_Information_
**********
PR #2413, opened 2020-11-03
Fix setup.py for use with Cylc8

wxtim:
## Fix setup.py for use with Cylc8
I can't see why there is an upper limit to jinja2 - it was introduced when I created the package a year ago.

## Fix broken macro test
This test was broken on master.

### DIFF
--- a/setup.py
+++ b/setup.py
@@ -50,7 +50,6 @@ with open("README.md", "r") as fh:
 
 INSTALL_REQUIRES = [
     "jinja2>=2.10.1",
-    "cylc-flow==8.*",
     "aiofiles",
     "tornado",
     "sqlalchemy",
--- a/setup.py
+++ b/setup.py
@@ -49,8 +49,8 @@ with open("README.md", "r") as fh:
 
 
 INSTALL_REQUIRES = [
**********
_Directions_
In full and without edits, repeat the listing above.

_Answer_
PR #2413, opened 2020-11-03
Fix setup.py for use with Cylc8

wxtim:
## Fix setup.py for use with Cylc8
I can't see why there is an upper limit to jinja2 - it was introduced when I created the package a year ago.

## Fix broken macro test
This test was broken on master.

### DIFF
--- a/setup.py
+++ b/setup.py
@@ -50,7 +50,6 @@ with open("README.md", "r") as fh:
 
 INSTALL_REQUIRES = [
     "jinja2>=2.10.1",
-    "cylc-flow==8.*",
     "aiofiles",
     "tornado",
     "sqlalchemy",
--- a/setup.py
+++ b/setup.py
@@ -49,8 +49,8 @@ with open("README.md", "r") as fh:
 
 
 INSTALL_REQUIRES = [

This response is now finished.